Friday, July 22, 2005

Friday Hope Blogging

I was fairly heartened by the CDC's new report on the burden of toxic chemicals found in the bodies of randomly sampled American citizens. Here's the crucial point:

Children's lead levels, associated with brain and development problems, have decreased significantly. In the early 1990s 4.4% of kids under age 5 had elevated lead levels. Today's report, which covers 1999 to 2002, found only 1.6% did.
The decrease is largely due to regulatory and clean-up efforts, of course. For decades, one of the primary sources of lead exposure was the organometallic compound tetraethyl lead, which was used as an anti-knock additive. How TEL got into gasoline is a story in itself; despite the medical consensus on the hazards of lead in general and organic lead in particular, the industry successfully painted the issue as one of "progress." Lead was the guardian of America's health, and TEL was "an apparent gift from God." The epidemic of hallucinations and delerium among TEL workers was handled with typical aplomb by Standard Oil's chief chemist, who said "These men probably went insane because they worked too hard."

In the ensuing years, we put about 7 million metric tons of lead into our gasoline.
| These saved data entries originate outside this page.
PR #12, opened 2025-08-11
Cleanup Install Command 1

pushpak1300:
Cleanup some basic structrue of install command.

### DIFF
--- a/src/Console/InstallCommand.php
+++ b/src/Console/InstallCommand.php
@@ -183,9 +183,9 @@ class InstallCommand extends Command
         $allData = array_merge($ideNames, $agentNames, $boostFeatures, $guidelines);
 
         // Create compact CSV string and base64 encode
-        $trackingData = base64_encode(implode(',', $allData));
+        $installData = base64_encode(implode(',', $allData));
 
-        $link = $this->hyperlink($label, 'https://boost.laravel.com/installed/?d='.$trackingData);
+        $link = $this->hyperlink($label, 'https://boost.laravel.com/installed/?d='.$installData);
 
         $text = 'Enjoy the boost 🚀 ';
         $paddingLength = (int) (floor(($this->terminal->cols() - mb_strlen($text.$label)) / 2)) - 2;


src/Console/InstallCommand.php
```diff
@@ -23,85 +23,103 @@
...
-    protected array $detectedProjectIdes = [];
+    private Terminal $terminal;
 
-    protected bool $enforceTests = true;
+    /** @var Collection<int, \Laravel\Boost\Contracts\Agent> */
+    private Collection $agentsToInstallTo = collect();
 
     /** @var Collection<int, \Laravel\Boost\Contracts\Ide> */
-    protected Collection $idesToInstallTo;
+    private Collection $idesToInstallTo = collect();
```
ashleyhindle: I don't think you can do this in PHP 8.1, having a default value be a function, we'll need to initialize this in construct

src/Console/InstallCommand.php
```diff
@@ -23,85 +23,103 @@
...
 
-    protected ApplicationDetector $appDetector;
+    private array $detectedProjectAgents = [];
 
     private string $greenTick;
 
     private string $redCross;
 
-    private Terminal $terminal;
+    public function handle(ApplicationDetector $appDetector, Herd $herd, Roster $roster, Terminal $terminal): void
```
ashleyhindle: This method is so clean now, love it 🧼

src/Console/InstallCommand.php
ashleyhindle: Or we _can_ use `new Collection()`, that's supported in 8.1 I believe

src/Console/InstallCommand.php
```diff
@@ -23,85 +23,103 @@
...
+    }
 
-        $this->intro();
-        $this->detect();
-        $this->query();
-        $this->enact();
-        $this->outro();
+    private function displayBoostHeader(): void
+    {
+        note($this->boostLogo());
```
ashleyhindle, line 94: Do we need `note` on the logo?

pushpak1300: can use `$this->line` but Note is natively supported by laravel prompt so want to be consistent with it while we display anything.

src/Console/InstallCommand.php
pushpak1300: Agree. Setting IDE on 8.1 PHP 🥲

PR #21, opened 2025-08-12
Refactor Tools to improve consistency and readability

pushpak1300:
This pull request refactors the code across tools to enhance consistency and readability. No existing features or behaviors are altered. The changes aim to improve maintainability and consistency

### DIFF
--- a/src/Mcp/Tools/DatabaseSchema/PostgreSQLSchemaDriver.php
+++ b/src/Mcp/Tools/DatabaseSchema/PostgreSQLSchemaDriver.php
@@ -7,7 +7,7 @@ namespace Laravel\Boost\Mcp\Tools\DatabaseSchema;
 use Exception;
 use Illuminate\Support\Facades\DB;
 
-class PostgresSQLSchemaDriver extends DatabaseSchemaDriver
+class PostgreSQLSchemaDriver extends DatabaseSchemaDriver
 {
     public function getViews(): array
     {
--- a/src/Mcp/Tools/DatabaseSchema/SchemaDriverFactory.php
+++ b/src/Mcp/Tools/DatabaseSchema/SchemaDriverFactory.php
@@ -14,7 +14,7 @@ class SchemaDriverFactory
 
         return match ($driverName) {
             'mysql', 'mariadb' => new MySQLSchemaDriver($connection),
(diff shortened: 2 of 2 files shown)


src/Mcp/Methods/CallToolWithExecutor.php
```diff
@@ -4,45 +4,43 @@
...
 use Laravel\Mcp\Server\Transport\JsonRpcRequest;
 use Laravel\Mcp\Server\Transport\JsonRpcResponse;
+use Throwable;
 
 class CallToolWithExecutor implements Method
 {
     /**
      * Handle the JSON-RPC tool/call request with process isolation.
      *
-     * @return JsonRpcResponse|Generator<JsonRpcNotification|JsonRpcResponse>
```
ashleyhindle, line 22: Is your phpstan happy with this change? I remember fighting static analysis here 😆

src/Mcp/Tools/DatabaseConnections.php
```diff
@@ -19,7 +19,6 @@ public function description(): string
 
     public function schema(ToolInputSchema $schema): ToolInputSchema
```
ashleyhindle, line 20: Is this the default? Wonder if we can delete this method, or if we should update the MCP server package so it is the default?

src/Mcp/Methods/CallToolWithExecutor.php
pushpak1300: I didn't got the error with this though.  Which level are you using ?

ashleyhindle: Oh perfect. Whatever is in the phpstan config. But I did bump it one previously and fix some things, so it may be at the next level, or I'm misremembering 😆

src/Mcp/Tools/DatabaseConnections.php
ashleyhindle: Ah it isn't https://github.com/laravel/mcp/blob/main/src/Server/Tool.php#L33

But it should be, so I'm going to change that in the MCP package so we can remove these empty input schemas

ashleyhindle: Done - https://github.com/laravel/mcp/commit/9d9c7514c973497b7e003685b4e9792149b1480a

PR #25, opened 2025-08-12
Refactor SearchDocs tests to use Http facade

pushpak1300:
### Description

This pull request refactors the `SearchDocs` tests by replacing `Mockery` with Laravel's `Http` facade for a cleaner and more maintainable approach. Key changes include:

- Replaced `Mockery` with `Http::fake` and `Http::assertSent`.
- Updated `MakesHttpRequests` to support the `testing` environment with proper SSL verification handling.
- Added `guzzlehttp/guzzle` as a dependency in `composer.json`.

These updates simplify the test logic and modernize the approach for handling HTTP requests in tests.

### DIFF
--- a/src/BoostServiceProvider.php
+++ b/src/BoostServiceProvider.php
@@ -126,9 +126,6 @@ class BoostServiceProvider extends ServiceProvider
     /**
      * Build a string message for the log based on various input types. Single-dimensional, and multi:
      * "data": {"message":"Unhandled Promise Rejection","reason":{"name":"TypeError","message":"NetworkError when attempting to fetch resource.","stack":""}}]
-     *
-     * @param array $data
-     * @return string
      */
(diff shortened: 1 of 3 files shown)


ashleyhindle:
Is guzzle a dependency? I thought Http found any compatible PSR-7 client? 

Trying to keep the boost dependencies _really_ small, so want to be 100% certain here

composer.json
```diff
@@ -20,6 +20,7 @@
     ],
     "require": {
         "php": "^8.1|^8.2",
+        "guzzlehttp/guzzle": "^7.9",
```
ashleyhindle, line 23: Seems like this is needed as 7.8.2 is required in laravel/framework/illuminate/http

I'll check which version is supported in php 8.1 to see how workable this is

PR #33, opened 2025-08-12
Use absolute path for PHPStorm and relative paths for others

ashleyhindle:
- Linear: https://linear.app/laravel/issue/AI-68/how-can-we-work-around-requiring-absolute-paths-needed-for-launch

# What & Why
Developers can't commit the mcp files to git if they have absolute paths in, as each developer has a unique setup.

All IDEs seem to support relative paths, except PHPStorm. This PR updates our MCP registration so we use 'absolute' for PHPStorm/Junie, but 'relative' for every other IDe.

# How I tested
  1. `boost:install` and chose Cursor/PHPStorm
  2. Checked the files

```
❯ grep artisan .junie/mcp/mcp.json .cursor/mcp.json
.junie/mcp/mcp.json:                "/Users/ashleyhindle/Code/scratch/flux-volt-folio-playground/artisan",
.cursor/mcp.json:                "./artisan",
```

# Note
- Removed Zed also as it was getting messy and we randomly added MCP/guidelines to it, even though it never showed up in the options.

### DIFF
--- a/src/Install/CodeEnvironment/CodeEnvironment.php
+++ b/src/Install/CodeEnvironment/CodeEnvironment.php
@@ -17,7 +17,9 @@ abstract class CodeEnvironment
 {
     public bool $useAbsolutePathForMcp = false;
 
-    public function __construct(protected readonly DetectionStrategyFactory $strategyFactory) {}
+    public function __construct(protected readonly DetectionStrategyFactory $strategyFactory)
+    {
+    }
 
     abstract public function name(): string;
 


src/Install/CodeEnvironment/CodeEnvironment.php
```diff
@@ -15,6 +15,8 @@
 
 abstract class CodeEnvironment
 {
+    public bool $absolute = false;
+
```
pushpak1300: Can we rename this to something more descriptive? 
Such as `requireAbsolutePath`  or `configureAbsolutePath` ?

src/Console/InstallCommand.php
```diff
@@ -479,7 +470,9 @@ private function installMcpServerConfig(): void
 
             if ($this->shouldInstallMcp()) {
                 try {
-                    $result = $mcpClient->installMcp('laravel-boost', 'php', ['./artisan', 'boost:mcp']);
+                    /** @phpstan-ignore property.notFound */
```
pushpak1300: /** @var CodeEnvironment $mcpClient */ instead of ignoring phpstan error we can define the instance of code environment.

ashleyhindle:
Thank you! Pushed changes for those @pushpak1300 🙌

PR #43, opened 2025-08-13
Update Pint Guideline to Use `--dirty` Flag

yitzwillroth:
Updates `.ai/pint/core.blade.php` to prefer usage of Pint with the `--dirty` flag for cleaner diffs/PRs.


ashleyhindle:
This makes sense to me, I like it! 👌

PR #61, opened 2025-08-13
Fix Herd detection

mpociot:
There is an issue in the current Herd detection as it's checking for the wrong files/paths on Mac and Windows.


ashleyhindle:
Thank you, and that's frustrating!

Issue #36, opened 2025-08-13
PhpStorm: Unable to activate Boost


jobjen02:
### Laravel Package Version

1.0.1

### Laravel Version

12.20

### PHP Version

8.4.0

### Database Driver & Version

Postgres 17

### Description

When I try to activate laravel-boost in my "MCP Settings" in PhpStorm, I get an red exclamation mark with the message: 

```
StandaloneCoroutine was cancelled

Could not open input file: /var/www/html/artisan
```

I'm using docker.

<img width="994" height="725" alt="Image" src="https://github.com/user-attachments/assets/f2022bae-3680-4537-99eb-9273e0384673" />

### Steps To Reproduce

Setup an laravel project with docker and install boost (I guess). Not sure why it's not working on our side. We don't have any special things within our Laravel project.

ashleyhindle:
Can you share the contents of your `.junie/mcp/mcp.json` file?

Boost should be ran from the host ideally, was boost:install ran within the docker container? 👌

jobjen02:
> Can you share the contents of your `.junie/mcp/mcp.json` file?
> 
> Boost should be ran from the host ideally, was boost:install ran within the docker container? 👌

Yes I did run it from the docker container. 

Here is my `.junie/mcp/mcp.json` file:
```
{
    "mcpServers": {
        "laravel-boost": {
            "command": "php",
            "args": [
                "/var/www/html/artisan",
                "boost:mcp"
            ]
        }
    }
}
```

ashleyhindle:
Ah ok, you might need to wrap that in a docker run command which _should_ work. Something like this:

```json
{
    "mcpServers": {
        "laravel-boost": {
            "command": "docker",
            "args": [
                "exec",
                "-i",
                "<container_name>",
                "php",
                "/var/www/html/",
                "artisan",
                "boost:mcp"
            ]
        }
    }
}
```

jobjen02:
Now I only get this error: `StandaloneCoroutine was cancelled`. This is my mcp.json:

```
{
    "mcpServers": {
        "laravel-boost": {
            "command": "docker",
            "args": [
                "exec",
                "-i",
                "shoplinkr-api-1",
                "php",
                "/var/www/html/",
                "artisan",
                "boost:mcp"
            ]
        }
    }
}
```

pratikkuikel:
Non docker environment.
can confirm that ./artisan in the terminal works, wasn't working before though. Had to chmod +x artisan.
And
[...]

PR #65, opened 2025-08-13
docs: add docker mcpServer example

calebdw:
Hello!

This adds an example for when using boost inside of a docker container.

From: https://github.com/laravel/boost/issues/36#issuecomment-3184361793

Thanks!

### DIFF
--- a/README.md
+++ b/README.md
@@ -78,7 +78,6 @@ Laravel Boost includes AI guidelines for the following packages and frameworks. 
 | Laravel Folio | core |
 | Enforce Tests | conditional |
 
-
 ## Available Documentation
 
 | Package | Versions Supported |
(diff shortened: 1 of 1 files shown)


calebdw:
Note, it would be better to use `sail` so you don't have to hardcode container names and artisan paths, but one person said that didn't work for them: https://github.com/laravel/boost/issues/36#issuecomment-3184557766

I would be curious to know why

CC: @riyuk

calebdw:
Actually, sail does appear to be working via this comment (and from my own brief testing): https://github.com/laravel/boost/issues/36#issuecomment-3185244581

pushpak1300:
@ashleyhindle I have tested this locally with sail project and it works the only thing we have to decide is do we want to support it directly via command https://github.com/laravel/boost/pull/83 or add it in readme, or both ?

jeffc-dev:
Not everybody uses Sail. A plain Docker example would be good to have as well.

pushpak1300:
Thanks for your pull request! 

PR #414, opened 2021-05-05
Solution

MinchukO:


src/averageAges.js
```diff
@@ -14,18 +19,34 @@
...
+  const arrAges = [];
+
+  if (century !== undefined) {
+    arrMan = people
+      .filter(person => person.sex === 'm'
+      && Math.ceil(person.died / 100) === century);
+  } else {
+    arrMan = people
+      .filter(person => person.sex === 'm');
+  }
```
VinnieJ-2k20, line 39: Let's follow task guidelines:

> replace `if ()` statement with &&, || or ?:

src/averageAges.js
```diff
@@ -56,6 +93,19 @@ function calculateWomenAverageAge(people, withChildren) {
...
+    .map(child => [child, getMother(people, child)])
+    .filter(([, mother]) => mother)
+    .map(([child, mother]) => child.born - mother.born);
+
+  return getAvg(arrAges);
+}
+
+function getMother(people, child) {
+  return people.find(mother => mother.name === child.mother);
 }
```
VinnieJ-2k20, line 109: Good job with reusable functions 👍

src/averageAges.js
```diff
@@ -37,7 +58,23 @@ function calculateMenAverageAge(people, century) {
  * @return {number}
  */
 function calculateWomenAverageAge(people, withChildren) {
-  // write code here
+  let arrWomen = [];
+
+  if (withChildren === true) {
+    arrWomen = people.filter(person => person.sex === 'f')
+      .filter(woman => getChildren(people, woman).length > 0);
```
VinnieJ-2k20, line 65: You just need to know if a woman has any children or not.
You really don't need to know number of children.
I think, `find` method would be better for `getChildren`, so it returns just `true` or `false`.

VinnieJ-2k20 (changes requested):
Almost done, just need to fix some details.

src/averageAges.js
```diff
@@ -36,8 +46,25 @@ function calculateMenAverageAge(people, century) {
...
 function calculateWomenAverageAge(people, withChildren) {
-  // write code here
+  let arrWomen = [];
+
+  if (withChildren === true) {
+    arrWomen = people.filter(person => person.sex === 'f')
+      .filter(woman => getChildren(people, woman));
+  } else {
+    arrWomen = people.filter(person => person.sex === 'f');
+  }
```
VinnieJ-2k20, line 58: This should also be written with ternary operator.

VinnieJ-2k20 (approved):

PR #507, opened 2021-08-06
Solution

alex-glotov67:


src/averageAges.js
```diff
@@ -20,6 +20,17 @@ function calculateMenAverageAge(people, century) {
   // avoid using loop and forEach
   // replace `if ()` statement with &&, || or ?:
   // without nesting
+  const mens = people.filter(({ sex }) => sex === 'm');
+
+  const sortedMens = century
+
+    ? mens.filter(({ died }) => Math.ceil(died / 100) === century)
+
+    : mens;
```
illiarerun, line 29: I'm not really sure about these blank lines (same in all ternary operators throughout code)
```suggestion
  const sortedMens = century
    ? mens.filter(({ died }) => Math.ceil(died / 100) === century)
    : mens;
```

src/averageAges.js
```diff
@@ -38,6 +49,18 @@ function calculateMenAverageAge(people, century) {
  */
 function calculateWomenAverageAge(people, withChildren) {
   // write code here
+  const womens = people.filter(({ sex }) => sex === 'f');
```
illiarerun, line 52: That's actually interesting one, in English they don't have such word as womens. Plural for women will actually be women (pronounced like wimin). And 'mens' variable is also a bit wrong, it should be men. I'd suggest either remove [s] ending in both of these variables or rename them to females/males.

illiarerun (approved):
Good job 🔥  But check my comments)

src/averageAges.js
alex-glotov67: You're right! Thanks! I need to visit English classes more 😄

illiarerun: It's actually kinda hard to find free class to visit. All of them are filled up when i check 😄

src/averageAges.js
```diff
@@ -38,6 +47,16 @@ function calculateMenAverageAge(people, century) {
...
+  const women = people.filter(({ sex }) => sex === 'f');
+
+  const sortedWomen = withChildren
+    ? women.filter(({ name }) =>
+      people.some(({ mother }) => mother === name))
+    : women;
+
+  return sortedWomen.reduce((sumOfAges, { died, born }) => {
+    return sumOfAges + (died - born);
+  }, 0) / sortedWomen.length;
```
Denchepornyuk, line 59: такий reduce в тебе повторюється двічі, давай винесемо цей код в окрему функцію і будемо викликати її

Denchepornyuk (changes requested):

Denchepornyuk (approved):

PR #508, opened 2021-08-06
The task has been done

Moroz-Dmytro:


alex-glotov67 (approved):
All great, but in description we shell not use if:
"replace `if ()` statement with &&, || or ?:"

Moroz-Dmytro:
> All great, but in description we shell not use if:
> "replace `if ()` statement with &&, || or ?:"

herkoss (approved):
Brilliantly!💎✨

PR #509, opened 2021-08-07
Solution

ivanchenko-kirill:


Moroz-Dmytro (approved):
Cool 👍

src/averageAges.js
```diff
@@ -37,7 +40,14 @@ function calculateMenAverageAge(people, century) {
  * @return {number}
  */
 function calculateWomenAverageAge(people, withChildren) {
-  // write code here
+  const females = withChildren
+    ? people.filter(female =>
+      people.some(child => child.mother === female.name) && female.sex === 'f'
```
herkoss, line 45:
```suggestion
      people.some(child => child.mother === female.name)
```

herkoss: I think the second check is unnecessary, because if `child.mother === female.name`, variable female definitely is a woman and is the mother

src/averageAges.js
```diff
@@ -55,7 +65,26 @@ function calculateWomenAverageAge(people, withChildren) {
...
-  // write code here
+  const children = onlyWithSon
+    ? people.filter(child =>
+      child.sex === 'm' && people.some(mother => mother.name === child.mother)
+    )
+    : people.filter(child =>
+      people.some(mother => mother.name === child.mother)
+    );
+
+  children.map(child => {
```
herkoss, line 76:
```suggestion
  children.forEach(child => {
```

herkoss: Method `map` returns a new array, but you don't need the new array, you mutate the existing array

herkoss (changes requested):
Not bad, but there are some little mistakes)
Let's fix it)

herkoss (approved):
Excellent👍👌

PR #510, opened 2021-08-07
solution

SashaRudenko:


SashaLifashkin:
Хорошая работа!

src/averageAges.js
```diff
@@ -14,12 +14,21 @@
...
-  // avoid using loop and forEach
-  // replace `if ()` statement with &&, || or ?:
-  // without nesting
+  const getData = people.filter(person => person.sex === 'm');
+
+  const getDataWithCentury = people
+    .filter(person => Math.ceil(person.died / 100) === 18
+      && person.sex === 'm');
+
+  const getListOfMens = century !== 0 ? getDataWithCentury : getData;
```
VinnieJ-2k20, line 25:
```suggestion
  const listOfMen = century !== 0 ? getDataWithCentury : getData;
```

src/averageAges.js
```diff
@@ -14,12 +14,21 @@
  *
  * @return {number}
  */
-function calculateMenAverageAge(people, century) {
+function calculateMenAverageAge(people, century = 0) {
```
VinnieJ-2k20, line 17: No need to apply default 0 here, theoretically, century can be 0.
Later you can check if `century === undefined`

src/averageAges.js
```diff
@@ -36,8 +45,22 @@ function calculateMenAverageAge(people, century) {
...
-function calculateWomenAverageAge(people, withChildren) {
+function calculateWomenAverageAge(people, withChildren = 0) {
   // write code here
+  const getData = people.filter(person => person.sex === 'f');
+
+  const getDataWithChildren = people
+    .filter(person => people
+      .find(children => person.name === children.mother));
+
+  const getListOfWomans = withChildren !== 0 ? getDataWithChildren : getData;
```
VinnieJ-2k20, line 56: Use correct English
```suggestion
  const getListOfWomen = withChildren !== 0 ? getDataWithChildren : getData;
```

VinnieJ-2k20 (changes requested):
Solution looks good, but you need to rewrite it solution using correct variable names.
Also, think about how it can be simplified (try using array methods in chain instead of creating variable for each step).

src/averageAges.js
```diff
@@ -16,10 +16,20 @@
...
+  const personsFilteredWithCentury = personsFiltered
+    .filter(person => Math.ceil(person.died / 100) === century);
+
+  const listOfMens = century !== undefined
+    ? personsFilteredWithCentury
+    : personsFiltered;
+
+  const listOfAges = listOfMens.map(person => person.died - person.born);
+
+  const sumOfAges = listOfAges.reduce((prev, item) => prev + item, 0);
```
VinnieJ-2k20, line 30: Could use chained methods here, instead of creating extra variables.

VinnieJ-2k20 (approved):
I'll approve, but think about using chained array methods.

PR #515, opened 2021-08-09
Ages averaged

ihor-jpeg:


nastyyvolk (approved):
як на мене, все круто!
Сподобалась ідея з функціями-заготовками. На великому проекті таке явно би пригодилось. Самі обчислення з ними виглядають neat

src/averageAges.js
```diff
@@ -1,61 +1,61 @@
...
- * @return {number}
- */
-function calculateMenAverageAge(people, century) {
-  // write code here
-  // learn how to use array methods like .filter .map .some .every .find .reduce
-  // avoid using loop and forEach
-  // replace `if ()` statement with &&, || or ?:
-  // without nesting
+const filterBySex = (people, sex) => {
+  return people.filter(x => x.sex === sex);
```
herkoss, line 4: Bad name for the variable. What is `x`? You need to give meaningful names to variables

src/averageAges.js
```diff
@@ -1,61 +1,61 @@
...
+};
+
+const getAverageAge = (people) => {
+  return people.reduce((x, y) => x + (y.died - y.born), 0) / people.length;
```
herkoss, line 8: What is `x` and `y`? I don’t understand

herkoss (changes requested):
Smart solution with custom functions!🧠
But it needs some refactoring. Details in comments
Good luck🍀🤞

src/averageAges.js
```diff
@@ -1,61 +1,67 @@
...
+  return people
+    .reduce((sumOfAges, person) =>
+      sumOfAges + (person.died - person.born), 0) / people.length;
+};
+
+const filterMothers = (people, women) => {
+  return women
+    .filter(mother => people
+      .map(daughter => daughter.mother).includes(mother.name));
+};
```
herkoss, line 17:
```suggestion
const filterMothers = (people, women) => {
  return women.filter(mother => (
    people.map(daughter => daughter.mother).includes(mother.name)
  ));
};
```

herkoss: You can read about code style here

mate-academy.github.io/style-guides

src/averageAges.js
```diff
@@ -1,61 +1,67 @@
...
-  // without nesting
+const filterBySex = (people, sex) => {
+  return people.filter(person => person.sex === sex);
+};
+
+const getAverageAge = (people) => {
+  return people
+    .reduce((sumOfAges, person) =>
+      sumOfAges + (person.died - person.born), 0) / people.length;
+};
```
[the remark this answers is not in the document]
herkoss: You can read about code style here

mate-academy.github.io/style-guides

src/averageAges.js
```diff
@@ -1,61 +1,67 @@
...
+
+const filterMothers = (people, women) => {
+  return women
+    .filter(mother => people
+      .map(daughter => daughter.mother).includes(mother.name));
```
herkoss, line 16: Why daughter? It can be son also, not only daughter.

src/averageAges.js
```diff
@@ -1,61 +1,67 @@
...
+
+  let children = filterChildren(people, mothers);
+
+  children = onlyWithSon === true
+    ? filterBySex(children, 'm')
+    : children;
+
+  const motherChildAgeDiff = parentChildAgeDiff(mothers, children);
+
+  return motherChildAgeDiff / children.length;
```
herkoss, line 64: Why children.length? mothers.length seems more logical

herkoss (changes requested):
Much better, but there are some little mistakes
Let's fix it💪

src/averageAges.js
ihor-jpeg: it does seem more logical. but the thing is that in this function we add the difference of ages of mother and their child / ren. and because one woman can have many children, but one child only one mother, the number of mothers and children is different. and in this case we need to use the number of children.

herkoss (approved):
Great!👍😊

By 1982, leaded gasoline accounted for almost 90 percent of lead in the atmosphere. However, as we phased TEL out, blood lead levels dropped dramatically within a remarkably short period of time. If the current decrease doesn't seem like much, bear in mind that between 1976 and 1991, the incidence of elevated blood lead levels dropped from 77.8 percent to 4.4 percent.

A similar regulatory and clean-up effort for mercury could have equally dramatic results, which is why efforts like this are well worth supporting:
A group of 32 mostly Democratic senators acted last week to force a floor vote on a resolution that would overturn an EPA rule establishing a cap-and-trade program to reduce mercury emissions from coal-fired power plants. Sen. Patrick Leahy (D-Vt.) introduced the resolution last month under a 1995 law that allows Congress to overturn final agency rules with a majority vote.